Intervista a Emmanuel Giboulot
Con cadenza biennale si aprono le porte di Les Grands Jours de Bourgogne, il salone dei vini della Borgogna riservato agli operatori del settore (in effetti niente biglietto a pagamento, Vinitaly avrebbe da imparare su questo) . La tentazione era troppo forte per resistere all’assaggio di tutte le denominazioni mitiche quali Montrachet, Échezeaux, Vosne-Romanée, ecc. in un solo colpo. Così valigia e pignatin (vulgo sputacchiera) in mano sono partita per tutto ciò che di buono e bello la Borgogna può offrire. Ho avuto l’onore di incontrare Emmanuel Giboulot, vignaiolo che sta rischiando la prigione e una multa salatissima per aver rifiutato l’impiego coatto di un pesticida altamente tossico contro la flavescenza dorata, una malattia solitamente trasmessa da un insetto che porta alla morte della vite in pochi anni. Un uomo dall’apparenza e modi molto modesti, quasi noncurante della sua fama.
Nessuna degustazione dei suoi vini rossi ormai esauriti, gli unici disponibili all’assaggio erano i bianchi Côte de Beaune: La Grande Chateleine buon corpo e buona acidità, Les Pierres Blanches davvero interessante, naso ampio e intenso, ottimo equilibrio in bocca assieme a un finale lunghissimo ed infine Combe D’Eve con un’etichetta stilosa sempre a livello dei soliti buoni vini.

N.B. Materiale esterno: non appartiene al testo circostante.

PR #2753, opened 2023-04-07
add regex rewrite support for uris

ramaraochavali:
Add regex rewrite support for uris. This will also help in natively support gateway API's FullPathRewrite (instead of current hack we have)

Fixes https://github.com/istio/istio/issues/22290


networking/v1alpha3/virtual_service.proto
```diff
@@ -1684,6 +1684,18 @@ message HTTPRewrite {
 
   // rewrite the Authority/Host header with this value.
   string authority = 2;
+
+  // rewrite the path portion of the URI with the specified regex.
+  RegexMatch uri_regex_rewrite = 3;
```
howardjohn, line 1689: Gateway API doesn't actuallyneed regex rewrite, we only need prefix or full. I also don't think we should be changing our public v1 api for gateway-api internal impl details; the API should stand on its own as useful

howardjohn: Actually i see you said it will _also_ help gateway, so I assume you have use cases beyond that?

ramaraochavali: Yes. We are seeing Regex rewrite use cases  especially people migrating from other proxies like nginx/haproxy to Istio. There it is natively supported.

ramaraochavali: Also https://github.com/istio/istio/issues/22290

ramaraochavali: @howardjohn Can you please take a look when you get chance? This is similar to what you have thought about [here](https://github.com/istio/istio/issues/22290#issuecomment-665266245)

mlitvinav: Hi 👋
@howardjohn the reason why Regex rewrites would be nice to have is because Istio currently only rewrites what it matches. If something is dynamic (mainly path parameters), they cannot be matched statically and a Regex would match everything from ^ to $, removing the dynamic part in the process. Regex groups would be handy since it would allow to grab a part of the path, e.g. only a uuid for a user or a sku for a product and placed into the new rewritten url path.

Often when websites are refactored the URL paths have to stay the same for SEO reasons and not everything is 1 to 1 translatable to the new site.

But i am not sure what the performance implications are for this Istio feature. Maybe allowing to rewrite a prefix and a postfix could be a solution but i cannot speak for all the use cases this should handle.

ramaraochavali:
@howardjohn PTAL when you get chance

networking/v1alpha3/virtual_service.proto
```diff
@@ -1684,6 +1684,18 @@ message HTTPRewrite {
...
+}
+
+message RegexMatch {
```
hzxuzhonghu, line 1692: RegexRewrite?

networking/v1alpha3/virtual_service.proto
```diff
@@ -1684,6 +1684,18 @@ message HTTPRewrite {
...
+  // RE2 style regex-based match (https://github.com/google/re2/wiki/Syntax).
+  string match = 1;
+
+  // The string that should replace into matching portions of original URI. 
+  // Capture groups in the pattern can be referenced in the new URI.
+  string uri = 2;
```
hzxuzhonghu, line 1698: Looks envoy field `substitution` is much obvious

networking/v1alpha3/virtual_service.proto
ramaraochavali: Sure. I can change

networking/v1alpha3/virtual_service.proto
ramaraochavali: how about rewrite?

hzxuzhonghu: looks better than now

costinm:
Since you mentioned Gateway API - how would a user who wants to adopt the
new standard API handle this ? Assuming they have HttpRoute only.

We have discussed ways to 'attach' a VirtualService to a K8S Gateways, a
bit hacky but may work. However for new APIs we should consider this
as first class. And if we define it as an extension ( vendor filter, etc) -
maybe we can leave Virtualservice as is and only define the new thing for
the new API ?

ramaraochavali:
@costinm I agree with the need for being compatible with gateway API. I think we need to work on a strategy to figure that out in parallel.

hzxuzhonghu (approved):

hzxuzhonghu:
I think this is consistent with gateway api filter

ramaraochavali:
@howardjohn PTAL when you get chance

ramaraochavali:
https://gateway.envoyproxy.io/v0.3.0/user/http-urlrewrite.html - envoy gateway supports some thing similar

howardjohn:
> https://gateway.envoyproxy.io/v0.3.0/user/http-urlrewrite.html - envoy gateway supports some thing similar

Isn't it only prefix or full?

ramaraochavali:
I think it has both https://gateway.envoyproxy.io/v0.3.0/user/http-urlrewrite.html#rewrite-url-full-path

howardjohn:
ReplaceFullPath is not a regex. It just means `req.path = replaceFullPath` basically. Its even simpler than prefix.

Gateway API has no regex: https://gateway-api.sigs.k8s.io/references/spec/#gateway.networking.k8s.io%2fv1beta1.HTTPPathModifier.

networking/v1beta1/virtual_service.proto
```diff
@@ -1691,6 +1691,18 @@ message HTTPRewrite {
 
   // rewrite the Authority/Host header with this value.
   string authority = 2;
+
+  // rewrite the path portion of the URI with the specified regex.
+  RegexRewrite uri_regex_rewrite = 3;
```
howardjohn, line 1696: I would personally prefex to avoid regex wherever possible. But if we are going to have this can we have an example at least? its not obvious how to use this

ramaraochavali: I think there are valid use cases for regex rewrite especially for folks migrating from HAProxy to Envoy (Istio) as I mentioned. So if we are willing to add this, I can add examples for sure.

ramaraochavali:
@howardjohn added examples. PTAL.

howardjohn (approved):

rachitchauhan43:
@ramaraochavali / @howardjohn  : Which Istio version this feature will be available in ?

zirain:
@rachitchauhan43 usually istio don't cherry-pick new feature to a released version.

zirain:
@ramaraochavali is this landed in 1.18?

ramaraochavali:
The implementation was merged on Jun11th. So I guess 1.19 only

rachitchauhan43:
@ramaraochavali : Any chance that this can be back-ported into 1.17 as well ? We are using KServe and KServe is testing it's compatibility with Istio-1.17. This feature is a much needed feature by us.

ramaraochavali:
We do not backport features specially with api changes. So I think it would be difficult to backport. But I would leave the decision to @istio/technical-oversight-committee

PR #2758, opened 2023-04-12
Add cipher suites support in meshConfig for mesh-wide ciphers

jacob-delgado:
Partial fix for https://github.com/istio/istio/issues/28996

Allow users to specify the ciphers they want sidecars to use within their sidecars.


mesh/v1alpha1/config.proto
```diff
@@ -1133,6 +1133,16 @@ message MeshConfig {
     // If not specified, the default curves enforced by envoy will be used. For details about the default curves, refer to
     // [Ecdh Curves](https://www.envoyproxy.io/docs/envoy/latest/api-v3/extensions/transport_sockets/tls/v3/common.proto)
     repeated string ecdh_curves = 2;
+    //
```
kfaseela, line 1136: we have two ways in which TLSProtocol is used. mesh_mTLS and tls_defaults. Are you planning to use this for both the cases? If not the corresponding docs should be updated as in line 1160

jacob-delgado:
We could also move this to `ProxyConfig` CRD. cc @costinm @howardjohn any thoughts?

mesh/v1alpha1/config.proto
howardjohn: useful for tls_defaults IMO, if you are using TLS origination to a server that only has legacy ciphers

howardjohn (approved):

kfaseela (approved):

kfaseela:
i think we can wait to merge until implementation is ready?

kfaseela:
@jacob-delgado did we implement this? otherwise we may have to revert the API PR

peterj:
Btw, I tried this with the beta bits and I can use the `cipherSuites` field in mesh config to use only a specific suite; if trying to force to use another one, the call fails (which is expected).

PR #2799, opened 2023-06-01
wasm: add fail_open for telemetry plugins

kyessenov:
Exposes the [fail_open](https://www.envoyproxy.io/docs/envoy/latest/api-v3/extensions/wasm/v3/wasm.proto#extensions-wasm-v3-pluginconfig) flag from Envoy, removing the need to use EnvoyFilter for Wasm filters.


extensions/v1alpha1/wasm.proto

Quando gli ho domandato se aveva idea della ripercussione che la sua posizione ha avuto nel mondo, lui timidamente ha affermato che crede nelle sue convinzioni visto che non riguarda soltanto l’agricoltura biologica intrapresa da anni ma nel suo caso lui rispetta i principi della biodinamica. Ho fatto finta di non conoscere l’argomento e chiedo cosa significa. Secondo Emmanuel, oltre a non usare prodotti da sintesi chimica, bisogna fare dei riti propiziatori, per esempio seppellendo tra le vigne delle sostanze (o cose) naturali e agire allo stesso modo in cantina.
In cantina? Come si pratica la biodinamica in cantina? All’inizio è un po’ titubante a rispondermi, dopo aver sfoderato il mio miglior sorriso lui si è arreso: ogni barrique di vino ha una propria anima, un proprio carattere e per fare i tagli tra i vini lui deve pacificare il carattere di ognuna di esse affinché nasca l’armonia. Insomma, i rituali che pratica sono proprio come un “matrimonio” tra le barriques!
Dopo lo confessione, gli ho detto che tutto ciò mi ricordavano i riti sciamani. Lui mi ha fatto l’occhiolino e mi ha sorriso.